■ **What the task requires**
Reproduce all records verbatim.

■ **Input records**
PR #6035, opened 2018-08-16
Fix #5851: Support overriding or ammending list of locales

### LINKED ISSUE #5851: Support locale-specific templates with no lang file activation
https://bugzilla.mozilla.org/show_bug.cgi?id=1415964

pmac:
This modifies how several parts of translation in bedrock work:

1. You can now provide a list of locales in `active_locales` in the template context that will be the list of available translations for the page.
2. You can now provide a list of locales in `add_active_locales` to add extra available translations for the page.
3. The `page()` and `LangFilesMixin` helpers are updated to support these new context items.
4. You can now create and use `en-US` locale-specific-templates.

### DIFF
--- a/bedrock/mozorg/util.py
+++ b/bedrock/mozorg/util.py
@@ -51,8 +51,14 @@ def page(name, tmpl, decorators=None, url_name=None, **kwargs):
         be applied to the view.
     @param url_name: The value to use as the URL name, default is to coerce
         the template path into a name as described above.
+    @param active_locales: A list of locale codes that should be active for this page
+        regardless of the state of the lang files. Useful for pages with locale-
+        specific templates or non-English text in the template. Ignores the lang
+        file activation tags.
+    @param add_active_locales: A list of locale codes that should be active for this page
+        in addition to those from the lang files.
     @param kwargs: Any additional arguments are passed to l10n_utils.render
-        after the request and the template name.
+        as the context.
     """
     pattern = r'^%s/$' % name if name else r'^$'
 
--- a/docs/l10n.rst
+++ b/docs/l10n.rst
@@ -452,12 +452,69 @@ When a request is made for a particular page, bedrock's rendering function
 automatically checks for a locale-specific template, and, if one exists, will
 render it instead of the originally specified (locale-agnostic) template.
 
+.. NOTE::
+
+    Creating a locale-specific template for en-US was not possible when this
+    feature was introduced, but it is now. So you can create your en-US-only
+    template and the rest of the locales will continue to use the default.
+
 .. IMPORTANT::
 
     Note that the presence of an L10n template (e.g.
     ``locale/de/templates/firefox/new.html``) will take precedence over
     a locale-specific template in bedrock.
 
+
+Specifying Active Locales in Views
+----------------------------------
+
+Normally we rely on activation tags in our translation files (.lang files)
+to determine in which languages a page will be available. This will almost always
+be what we want for a page. But sometimes we need to explicitly state the locales
+available for a page. The `impressum` page for example is only available in German
+and the template itself has German hard-coded into it since we don't need it to be
+translated into any other languages. In cases like these we can send a list of locale
+codes with the template context and it will be the final list. This can be accomplished
+in a few ways depending on how the view is coded.
+
+For a plain view function, you can simply pass a list of locale codes to `l10n_utils.render`
+in the context using the name `active_locales`. This will be the full list of available
+translations. Use `add_active_locales` if you want to add languages to the existing list:
+
+.. code-block:: python
+
+    def french_and_german_only(request):
+        return l10n_utils.render(request, 'home.html', {'active_locales': ['de', 'fr'])
+
+If you don't need a custom view and are just using the `page()` helper function in your `urls.py`
+file, then you can similarly pass in a list:
+
+.. code-block:: python
+
+    page('about', 'about.html', active_locales=['en-US', 'es-ES']),
+
+Or if your view is even more fancy and you're using a Class-Based-View that inherits from `LangFilesMixin`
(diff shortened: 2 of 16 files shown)


pmac:
I would love to hear your opinions on this @alexgibson @jpetto @craigcook @stephaniehobson. See the changes to the l10n docs in the PR for (hopefully) better descriptions of the new features.

pmac:
Tests are passing! Please let me know your thoughts and we can get this in. Should help many l10n tasks.

pmac:
FYI @peiying2

docs/l10n.rst
```diff
@@ -452,13 +452,70 @@ When a request is made for a particular page, bedrock's rendering function
...
+
+    def french_and_german_only(request):
+        return l10n_utils.render(request, 'home.html', {'active_locales': ['de', 'fr'])
+
+If you don't need a custom view and are just using the `page()` helper function in your `urls.py`
+file, then you can similarly pass in a list:
+
+.. code-block:: python
+
+    page('about', 'about.html', active_locales=['en-US', 'es-ES']),
```
stephaniehobson: In this case would we also have to put the strings in for translation to Spanish in the traditional way? And would we not be able to deploy the page until all the strings are translated in Ponton?

stephaniehobson: Or this some kind of magical theoretical page that is appropriate to display in both without translation?

lib/l10n_utils/__init__.py
```diff
@@ -55,55 +57,31 @@ def render(request, template, context=None, **kwargs):
...
     context['template_source_url'] = template_source_url(template)
 
-    # Get the available translation list of the current page
-    context.setdefault('translations', {})
-    context['translations'].update(translations_for_template(template))
-
-    # Look for localized template if not default lang.
-    if hasattr(request, 'locale') and request.locale != settings.LANGUAGE_CODE:
-
+    # if `locales` is given use it as the full list of active translations
```
stephaniehobson: Does this over-ride the language files then?

docs/l10n.rst
stephaniehobson: Further reading suggests different content will be served for each locale but I'm not able to figure out where one should store that different content to have it delivered. More documentation required maybe?

pmac: The idea is that it would be used with locale-specific templates that you just hard-code in the language of the template. So it's basically saying that the dev team is taking responsibility for the translation of these pages. It should rarely be used, but it's a means to prevent the l10n team from having to create empty .lang files with the `## active ##` tag at the top.

lib/l10n_utils/__init__.py
pmac: In this case yes. In this way you can have a page (e.g. `/about/legal/impressum/`) that is not available in en-US.

stephaniehobson:
These changes make sense to me 👍

bedrock/mozorg/util.py
```diff
@@ -51,8 +51,14 @@ def page(name, tmpl, decorators=None, url_name=None, **kwargs):
         be applied to the view.
     @param url_name: The value to use as the URL name, default is to coerce
         the template path into a name as described above.
+    @param active_locales: A list of locale codes that should be active for this page
+        regardless of the state of the lang files. Useful for pages with locale-
+        specific templates or non-English text in the template. Ignores the lang
+        file activation tags.
+    @param add_active_locales: A list of locale codes that should be active for this page
```
alexgibson: It would be nice to maybe add an example of using `add_active_locales` in the docs? I maybe can see us using this more often than `active_locales`, especially for locale-specific pages where templates may not have their own separate view or URL definition.

For example, with pages [like this one](https://github.com/mozilla/bedrock/blob/master/bedrock/firefox/templates/firefox/whatsnew/index.id.html), instead of doing `
{% add_lang_files "firefox/whatsnew" %}` in the template, would we just be able to do the following in the view?

```python
add_active_locales = ['id']
```

Currently if we don't do the above hack, then the page is not accessible in production when `Dev=False`. We also have a similar issue when pages are en-US-only, but we forget to add it so that other translations are not available in the language switcher in the footer.

alexgibson:
Aside from one question / suggestion this all sounds good to me. nice work! 💯

bedrock/mozorg/util.py
alexgibson: I was just thinking of how it works preior to this PR, but I believe that's the case yeah, e.g. https://github.com/mozilla/bedrock/pull/6049

pmac: I do mention using `add_active_locales` in the docs and that you can use it in all the places I gave examples for `active_locales`:

https://github.com/mozilla/bedrock/pull/6035/files#diff-8c556c7af0e5b741b54a3567ed7e333cR513

You think I  should add some specific examples of `add_active_locales` as well?

pmac: > I was just thinking of how it works preior to this PR, but I believe that's the case yeah, e.g. #6049

This one is different actually. `about-en.html` is not a locale-specific-template, it's a fully separate template. The system can't know that it's meant as a variation of a template unless it's told. So I think adding the `add_langfile` tag to that one is appropriate, but the original template name lang file should be used when using the locale-specific-template feature of bedrock.

pmac: @alexgibson does the above make sense? If so I'd like to get this in before it gets too far out-of-date.

alexgibson: @pmac sorry I messed this, you're right ans yes that makes good sense. Thumbs up from me 👍

pmac:
I've rebased this and I think it's ready. Unless anyone objects I'd appreciate someone adding an approved review so we can land this. Thanks for all the review help!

■ **Task solution**
PR #6035, opened 2018-08-16
Fix #5851: Support overriding or ammending list of locales

### LINKED ISSUE #5851: Support locale-specific templates with no lang file activation
https://bugzilla.mozilla.org/show_bug.cgi?id=1415964

pmac:
This modifies how several parts of translation in bedrock work:

1. You can now provide a list of locales in `active_locales` in the template context that will be the list of available translations for the page.
2. You can now provide a list of locales in `add_active_locales` to add extra available translations for the page.
3. The `page()` and `LangFilesMixin` helpers are updated to support these new context items.
4. You can now create and use `en-US` locale-specific-templates.

### DIFF
--- a/bedrock/mozorg/util.py
+++ b/bedrock/mozorg/util.py
@@ -51,8 +51,14 @@ def page(name, tmpl, decorators=None, url_name=None, **kwargs):
         be applied to the view.
     @param url_name: The value to use as the URL name, default is to coerce
         the template path into a name as described above.
+    @param active_locales: A list of locale codes that should be active for this page
+        regardless of the state of the lang files. Useful for pages with locale-
+        specific templates or non-English text in the template. Ignores the lang
+        file activation tags.
+    @param add_active_locales: A list of locale codes that should be active for this page
+        in addition to those from the lang files.
     @param kwargs: Any additional arguments are passed to l10n_utils.render
-        after the request and the template name.
+        as the context.
     """
     pattern = r'^%s/$' % name if name else r'^$'
 
--- a/docs/l10n.rst
+++ b/docs/l10n.rst
@@ -452,12 +452,69 @@ When a request is made for a particular page, bedrock's rendering function
 automatically checks for a locale-specific template, and, if one exists, will
 render it instead of the originally specified (locale-agnostic) template.
 
+.. NOTE::
+
+    Creating a locale-specific template for en-US was not possible when this
+    feature was introduced, but it is now. So you can create your en-US-only
+    template and the rest of the locales will continue to use the default.
+
 .. IMPORTANT::
 
     Note that the presence of an L10n template (e.g.
     ``locale/de/templates/firefox/new.html``) will take precedence over
     a locale-specific template in bedrock.
 
+
+Specifying Active Locales in Views
+----------------------------------
+
+Normally we rely on activation tags in our translation files (.lang files)
+to determine in which languages a page will be available. This will almost always
+be what we want for a page. But sometimes we need to explicitly state the locales
+available for a page. The `impressum` page for example is only available in German
+and the template itself has German hard-coded into it since we don't need it to be
+translated into any other languages. In cases like these we can send a list of locale
+codes with the template context and it will be the final list. This can be accomplished
+in a few ways depending on how the view is coded.
+
+For a plain view function, you can simply pass a list of locale codes to `l10n_utils.render`
+in the context using the name `active_locales`. This will be the full list of available
+translations. Use `add_active_locales` if you want to add languages to the existing list:
+
+.. code-block:: python
+
+    def french_and_german_only(request):
+        return l10n_utils.render(request, 'home.html', {'active_locales': ['de', 'fr'])
+
+If you don't need a custom view and are just using the `page()` helper function in your `urls.py`
+file, then you can similarly pass in a list:
+
+.. code-block:: python
+
+    page('about', 'about.html', active_locales=['en-US', 'es-ES']),
+
+Or if your view is even more fancy and you're using a Class-Based-View that inherits from `LangFilesMixin`
(diff shortened: 2 of 16 files shown)


pmac:
I would love to hear your opinions on this @alexgibson @jpetto @craigcook @stephaniehobson. See the changes to the l10n docs in the PR for (hopefully) better descriptions of the new features.

pmac:
Tests are passing! Please let me know your thoughts and we can get this in. Should help many l10n tasks.

pmac:
FYI @peiying2

docs/l10n.rst
```diff
@@ -452,13 +452,70 @@ When a request is made for a particular page, bedrock's rendering function
...
+
+    def french_and_german_only(request):
+        return l10n_utils.render(request, 'home.html', {'active_locales': ['de', 'fr'])
+
+If you don't need a custom view and are just using the `page()` helper function in your `urls.py`
+file, then you can similarly pass in a list:
+
+.. code-block:: python
+
+    page('about', 'about.html', active_locales=['en-US', 'es-ES']),
```
stephaniehobson: In this case would we also have to put the strings in for translation to Spanish in the traditional way? And would we not be able to deploy the page until all the strings are translated in Ponton?

stephaniehobson: Or this some kind of magical theoretical page that is appropriate to display in both without translation?

lib/l10n_utils/__init__.py
```diff
@@ -55,55 +57,31 @@ def render(request, template, context=None, **kwargs):
...
     context['template_source_url'] = template_source_url(template)
 
-    # Get the available translation list of the current page
-    context.setdefault('translations', {})
-    context['translations'].update(translations_for_template(template))
-
-    # Look for localized template if not default lang.
-    if hasattr(request, 'locale') and request.locale != settings.LANGUAGE_CODE:
-
+    # if `locales` is given use it as the full list of active translations
```
stephaniehobson: Does this over-ride the language files then?

docs/l10n.rst
stephaniehobson: Further reading suggests different content will be served for each locale but I'm not able to figure out where one should store that different content to have it delivered. More documentation required maybe?

pmac: The idea is that it would be used with locale-specific templates that you just hard-code in the language of the template. So it's basically saying that the dev team is taking responsibility for the translation of these pages. It should rarely be used, but it's a means to prevent the l10n team from having to create empty .lang files with the `## active ##` tag at the top.

lib/l10n_utils/__init__.py
pmac: In this case yes. In this way you can have a page (e.g. `/about/legal/impressum/`) that is not available in en-US.

stephaniehobson:
These changes make sense to me 👍

bedrock/mozorg/util.py
```diff
@@ -51,8 +51,14 @@ def page(name, tmpl, decorators=None, url_name=None, **kwargs):
         be applied to the view.
     @param url_name: The value to use as the URL name, default is to coerce
         the template path into a name as described above.
+    @param active_locales: A list of locale codes that should be active for this page
+        regardless of the state of the lang files. Useful for pages with locale-
+        specific templates or non-English text in the template. Ignores the lang
+        file activation tags.
+    @param add_active_locales: A list of locale codes that should be active for this page
```
alexgibson: It would be nice to maybe add an example of using `add_active_locales` in the docs? I maybe can see us using this more often than `active_locales`, especially for locale-specific pages where templates may not have their own separate view or URL definition.

For example, with pages [like this one](https://github.com/mozilla/bedrock/blob/master/bedrock/firefox/templates/firefox/whatsnew/index.id.html), instead of doing `
{% add_lang_files "firefox/whatsnew" %}` in the template, would we just be able to do the following in the view?

```python
add_active_locales = ['id']
```

Currently if we don't do the above hack, then the page is not accessible in production when `Dev=False`. We also have a similar issue when pages are en-US-only, but we forget to add it so that other translations are not available in the language switcher in the footer.

alexgibson:
Aside from one question / suggestion this all sounds good to me. nice work! 💯

bedrock/mozorg/util.py
alexgibson: I was just thinking of how it works preior to this PR, but I believe that's the case yeah, e.g. https://github.com/mozilla/bedrock/pull/6049

pmac: I do mention using `add_active_locales` in the docs and that you can use it in all the places I gave examples for `active_locales`:

https://github.com/mozilla/bedrock/pull/6035/files#diff-8c556c7af0e5b741b54a3567ed7e333cR513

You think I  should add some specific examples of `add_active_locales` as well?

pmac: > I was just thinking of how it works preior to this PR, but I believe that's the case yeah, e.g. #6049

This one is different actually. `about-en.html` is not a locale-specific-template, it's a fully separate template. The system can't know that it's meant as a variation of a template unless it's told. So I think adding the `add_langfile` tag to that one is appropriate, but the original template name lang file should be used when using the locale-specific-template feature of bedrock.

pmac: @alexgibson does the above make sense? If so I'd like to get this in before it gets too far out-of-date.

alexgibson: @pmac sorry I messed this, you're right ans yes that makes good sense. Thumbs up from me 👍

pmac:
I've rebased this and I think it's ready. Unless anyone objects I'd appreciate someone adding an approved review so we can land this. Thanks for all the review help!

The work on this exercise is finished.